Just so you know, most sophisticated spyware is rooted in the registry.



ceresone said:


> says it found numerous errors on free scan


What did you expect it to say?

If you aren't having trouble, don't go looking for it.


----------



## ceresone (Oct 7, 2005)

Thanks, Everyone. I was , or am, having problems, computer is running very slow, and internet is crawling, meaning everything takes as long as dial up to load. not much on this computer, as its fairly new, so guess I'll call the phone company and complain.


----------



## Guest (Sep 30, 2011)

Have you done an data rate speed test first? I like this one . It will show your speed and you can compare it to what you're paying for. If the speed is good, something else is going on with your computer. I just checked and my speed was 81% of the max I can possibly get, which is real good. If my actual data rate is less than a fourth of what my max speed is, thats when I call.


----------



## Nevada (Sep 9, 2004)

ceresone said:


> Thanks, Everyone. I was , or am, having problems, computer is running very slow, and internet is crawling, meaning everything takes as long as dial up to load. not much on this computer, as its fairly new, so guess I'll call the phone company and complain.
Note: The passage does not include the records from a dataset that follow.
PR #1120, opened 2022-12-24
feat: add use-setstate-synchronously rule

### LINKED ISSUE #1117: [New rule] use-setstate-synchronously

(Flutter-specific) Attempts to call `setState` after the state has been disposed usually represents a potential bug. To remedy this, the user needs to either:
1. Insert a check for `mounted` and call `setState` in it
2. Insert a guard for `!mounted` that diverges

Ideally, this rule should also be customizable to detect/forbid usages other than `setState`.

- [x] Warns about a potential error (problem)
- [ ] Suggests an alternate way of doing something (suggestion)
- [ ] Other (please specify:)

In methods:

```dart
class FooState extends State {
  fetchData() async {
    final data = await ...;
    setState(() { ... });
  }
}
```

In closures:

```dart
Widget build(context) {
  return FooWidget(
    ..
    onChange: (value) async {
      await fetchData(...);
      setState(() { ... });
    }
  );
}
```

Conditional await (would `mounted` checking be mandatory in this case?)
```dart
void fetchCacheableData() async {
  final data = someCondition ? fromCache : await ...;
  setState(() { ... });
}
```

Yes

Desdaemon:

- [ ] Documentation update
- [ ] Bug fix
- [x] New rule
- [ ] Add a CLI option
- [ ] Other, please explain:

#1117

- [x] Basic implementation
- [x] Rule customization
- [x] Flow analysis
  - [x] `if` checks
  - [x] `while` checks
  - [ ] ~~Ternaries~~
  - [x] And-chains (`mounted && ..`)
  - [x] Or-chains (`!mounted || ..`)

Should this rule try to be as comprehensive as possible and check for all cases, or should the current heuristics for determining mounted-ness be sufficient?


incendial:
@Desdaemon could you please update the changelog?

> Should this rule try to be as comprehensive as possible and check for all cases, or should the current heuristics for determining mounted-ness be sufficient?

The most important that the rule shouldn't produce false-positives. So, if I'm not mistaken, covering `And-chains (mounted && ..)` is a must.

lib/src/analyzers/lint_analyzer/rules/rules_list/avoid_async_setstate/avoid_async_setstate_rule.dart
```diff
@@ -0,0 +1,42 @@
...
+import '../../../models/internal_resolved_unit_result.dart';
+import '../../../models/issue.dart';
+import '../../../models/severity.dart';
+import '../../models/flutter_rule.dart';
+import '../../rule_utils.dart';
+
+part 'visitor.dart';
+part 'helpers.dart';
+
+class AvoidAsyncSetStateRule extends FlutterRule {
```
incendial, line 16: Thinking more about the name and looks like it can confuse people like it bans `setState(async () {});`. Maybe you have other ideas how to name it?

incendial (commented):
Great result! Left a few comments. Haven't seen `@pragma('vm:prefer-inline')` in action before 🙂

lib/src/analyzers/lint_analyzer/rules/rules_list/avoid_async_setstate/avoid_async_setstate_rule.dart
Desdaemon: We could follow the precedence here and call it `use-setstate-synchronously`, what do you think?

incendial: Yeah, IMO, this one is better 👍

test/src/analyzers/lint_analyzer/rules/rules_list/use_setstate_synchronously/use_setstate_synchronously_rule_test.dart
```diff
@@ -0,0 +1,47 @@
...
+
+void main() {
+  group('UseSetStateSynchronouslyTest', () {
+    test('initialization', () async {
+      final unit = await RuleTestHelper.resolveFromFile(_examplePath);
+      final issues = UseSetStateSynchronouslyRule().check(unit);
+
+      RuleTestHelper.verifyInitialization(
+        issues: issues,
+        ruleId: 'avoid-async-setstate',
```
incendial, line 17: Please update the name here too

incendial (commented):
Amazing! The only question I have - will `||` create false positives? I'll later run this rule on Flutter codebase (or you can, if you want to) to know for sure, but it'd be better if we avoid as many false positives as possible

Desdaemon:
There's one I haven't found a way to cleanly implement:

```dart
if (!mounted || foo) return;
setState(); // should be mounted here

if (!mounted && bar || foo) return;
setState(); // LINT
```

When the first or-chain diverges, it should also have the effect of guaranteeing the widget is mounted, but currently it does not do so. If there are other false positives I'll prioritize fixing them as well.

Desdaemon:
> I'll later run this rule on the Flutter codebase (or you can, if you want to) to know for sure, but it'd be better if we avoid as many false positives as possible

I ran this on the Flutter package on the stable branch, the only violation it detected was this situation:

https://github.com/flutter/flutter/blob/135454af32477f815a7525073027a3ff9eff1bfd/packages/flutter/lib/src/material/refresh_indicator.dart#L432-L439

I think this is too specific for this rule to handle, but otherwise no false positives yet. I'll run this on other codebases as well to cover as many edge cases as possible.

incendial:
> I think this is too specific for this rule to handle, but otherwise no false positives yet.

Yeah, looks questionable, tbh.

> I'll run this on other codebases as well to cover as many edge cases as possible.

I've noticed a fix for a false positive, if you can also add tests - that'd be great. And after that I'm ready to merge, so tell me when you're ready.

Desdaemon:
@incendial That should be my last batch of changes, should be ready to review and merge.

incendial:
@Desdaemon please add tests for the config ([example](https://github.com/dart-code-checker/dart-code-metrics/blob/master/test/src/analyzers/lint_analyzer/rules/rules_list/avoid_returning_widgets/avoid_returning_widgets_rule_test.dart#L62)) and I'll merge

incendial:
And please check the failing tests

incendial (approved):

incendial:
@Desdaemon thank you for the contribution! 🚀

PR #1123, opened 2022-12-26
fix: correctly handle prefixed enums and static instance fields for prefer-moving-to-variable

incendial:

- [ ] Documentation update
- [X] Bug fix
- [ ] New rule
- [ ] Add a CLI option
- [ ] Other, please explain:


dkrutskikh (approved):

test/src/analyzers/lint_analyzer/rules/rules_list/prefer_moving_to_variable/examples/prefix_example.dart
```diff
@@ -0,0 +1,13 @@
+import 'example.dart' as prefix;
+import 'generics_example.dart';
+
+void main() {
+  AnotherEnum.anotherValue;
+  AnotherEnum.firstValue;
+
+  prefix.SomeValue.firstValue;
```
jacob314, line 8: try referencing prefix.SomeValue.firstValue
repeatedly
I believe that would match the case where I was seeing false positives.

incendial: Yes, that's it! Thank you!

incendial: Hm, actually, if I duplicate the line 5 `AnotherEnum.anotherValue;` the rule will also trigger. So it's not connected to prefixes, maybe you remember another cases?

jacob314: The strange thing is removing the prefixes did seem to fix the issue in DevTools.  That said, I wouldn't want the rule to trigger for duplicated `AnotherEnum.anotherValue` case either.  Specifying the enum value name twice seems more idiomatic than defining an unneeded local variable.

incendial: Agree. And maybe the same should work for the class level static variables. You probably wouldn't want to assign this type of calls to a variable.

jacob314: Agree that I wouldn't want this firing for class to class level static variables either.

incendial: Sorry for misleading, it was a problem exactly with the prefixes 🤦 
Now fixed, thank you!

jacob314 (approved):
lgtm

dkrutskikh (approved):

PR #1166, opened 2023-01-27
feat: add avoid-creating-vector-in-update

incendial:

- [ ] Documentation update
- [ ] Bug fix
- [X] New rule
- [ ] Add a CLI option
- [ ] Other, please explain:


lib/src/analyzers/lint_analyzer/rules/rules_list/avoid_creating_vector_in_update/avoid_creating_vector_in_update_rule.dart
```diff
@@ -0,0 +1,46 @@
...
+import '../../../models/severity.dart';
+import '../../models/flame_rule.dart';
+import '../../rule_utils.dart';
+
+part 'visitor.dart';
+
+class AvoidCreatingVectorInUpdateRule extends FlameRule {
+  static const String ruleId = 'avoid-creating-vector-in-update';
+
+  static const _warningMessage = "Avoid creating Vector2 in 'update' method.";
```
dkrutskikh, line 22: @incendial why we support only Vector2? Please take a look https://pub.dev/documentation/flame/latest/input/Vector-class.html

dkrutskikh (changes requested):

Issue #1027, opened 2022-10-10
[New rule] prefer-define-hero-tag


lsaudon:
**Please describe what the rule should do:**

Please describe what the rule should do:
The rule should tell us to give a `heroTag` to the widget that supports it to avoid a `FlutterError`.

**What category of rule is this? (place an "X" next to just one item)**

- [x] Warns about a potential error (problem)
- [ ] Suggests an alternate way of doing something (suggestion)
- [ ] Other (please specify:)

**Provide 2-3 code examples that this rule will warn about (it will be better if you can provide both good and bad examples):**

**❌ Bad:**
```dart
FloatingActionButton(
  onPressed: () => context.read<CounterCubit>().increment(),
  child: const Icon(Icons.add),
), // LINT
```

**✅ Good:**
```dart
FloatingActionButton(
  heroTag: 'increment_heroTag',
  onPressed: () => context.read<CounterCubit>().increment(),
  child: const Icon(Icons.add),
),
```

**Are you willing to submit a pull request to implement this rule?**

No, too complex for me.

incendial:
@lsaudon I thought that this tag is an optional thing and the rule will lead to a lot of false-positives. Or l'm wrong?

lsaudon:
When `heroTag` is not set, then a default `heroTag` is set.
If you have 2 widgets with default `heroTag`, when you go on the page, you have an error.
I don't know about false positives.

incendial:
Available in 5.7.0 🚀

PR #1184, opened 2023-02-04
feat: add prefer-define-hero-tag rule

san-smith:
Issue: #1027 

Added new rule `prefer-define-hero-tag`.

### Good example
```dart
FloatingActionButton(
  heroTag: 'increment_heroTag',
  onPressed: () => context.read<CounterCubit>().increment(),
  child: const Icon(Icons.add),
),
```

### Bad example
```dart
FloatingActionButton(
  onPressed: () => context.read<CounterCubit>().increment(),
  child: const Icon(Icons.add),
), // LINT
```


lib/src/analyzers/lint_analyzer/rules/rules_list/prefer_define_hero_tag/visitor.dart
```diff
@@ -0,0 +1,31 @@
+part of 'prefer_define_hero_tag_rule.dart';
+
+const _floatingActionButtonClassName = 'FloatingActionButton';
```
incendial, line 3: Is the rule really limited only to check for `FloatingActionButton`? There are no other widgets with `heroTag`?

test/src/analyzers/lint_analyzer/rules/rules_list/prefer_define_hero_tag/prefer_define_hero_tag_rule_test.dart
```diff
@@ -0,0 +1,61 @@
...
+    'PreferDefineHeroTagRule',
+    () {
+      test('initialization', () async {
+        final unit = await RuleTestHelper.resolveFromFile(_examplePath);
+        final issues = PreferDefineHeroTagRule().check(unit);
+
+        RuleTestHelper.verifyInitialization(
+          issues: issues,
+          ruleId: 'prefer-define-hero-tag',
+          severity: Severity.performance,
```
incendial, line 20: Why `performance`? According to the rule issue it should have a `warning` severity instead.

test/src/analyzers/lint_analyzer/rules/rules_list/prefer_define_hero_tag/examples/example.dart
```diff
@@ -0,0 +1,93 @@
...
+          onPressed: () {},
+        ),
+      );
+}
+
+class MyWidget9 extends StatelessWidget {
+  const MyWidget9({super.key});
+
+  @override
+  Widget build(BuildContext context) => Scaffold(
```
incendial, line 87: Please add other classes (since we don't have a real flutter dependency), like Widget, StatelessWidget, BuildContext so they are defined in the scope.

lib/src/analyzers/lint_analyzer/rules/rules_list/prefer_define_hero_tag/visitor.dart
```diff
@@ -0,0 +1,31 @@
...
+    super.visitMethodInvocation(node);
+
+    final methodName = node.methodName.name;
+    if (methodName == _floatingActionButtonClassName ||
+        node.beginToken.lexeme == _floatingActionButtonClassName &&
+            (methodName == _constructorExtendedName ||
+                methodName == _constructorLargeName ||
+                methodName == _constructorSmallName)) {
+      if (!node.argumentList.arguments
+          .cast<NamedExpression>()
```
incendial, line 25: Let's get rid of `cast` and check for type in `any`. WDYT?

incendial (commented):
Great job! Left a few comments though.

lib/src/analyzers/lint_analyzer/rules/rules_list/prefer_define_hero_tag/visitor.dart
lsaudon: Hero Widget ?

san-smith: Hero widget has required field `tag` and does not need this rule.
On the other hand, there are two more widgets with field `heroTag`: `CupertinoNavigationBar` and `CupertinoSliverNavigationBar`.

incendial: Maybe we should check all of them with this rule?

san-smith: Yes, I added check for them.

incendial (approved):
Thank you for the contribution!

I think you should resolve your computer speed problems before speaking to your Internet provider.

When do you notice the computer being slow? What operating system do you have, and how much memory do you have?


----------



## ceresone (Oct 7, 2005)

I might be giving you more than you ask, but I want to be sure---Its a DellXPS7100, with Windows 7 Premium--Physical Memory 8GB Available 5.80 Virtual Memory 16 GB Available 13.3 GB


----------



## Nevada (Sep 9, 2004)

ceresone said:


> I might be giving you more than you ask, but I want to be sure---Its a DellXPS7100, with Windows 7 Premium--Physical Memory 8GB Available 5.80 Virtual Memory 16 GB Available 13.3 GB


Your system is more than adequate. When do you observe your computer running slowly? What applications are you running when it happens?


----------



## ceresone (Oct 7, 2005)

everything--like trying to open this HomesteadingToday-its as bad as my dial-up was, I really cant read a speed test accurately, but the results are above from Speedtest.net


----------



## Nevada (Sep 9, 2004)

ceresone said:


> everything--like trying to open this HomesteadingToday-its as bad as my dial-up was, I really cant read a speed test accurately, but the results are above from Speedtest.net


Loading a web page slowing is not normally an indicator of a slow computer.

Do you have a modem and router in your home? Have you tried power cycling them (turning them off, then back on)? I would try power cycling first, but if that doesn't help you will need to have your Internet provider check it out.


----------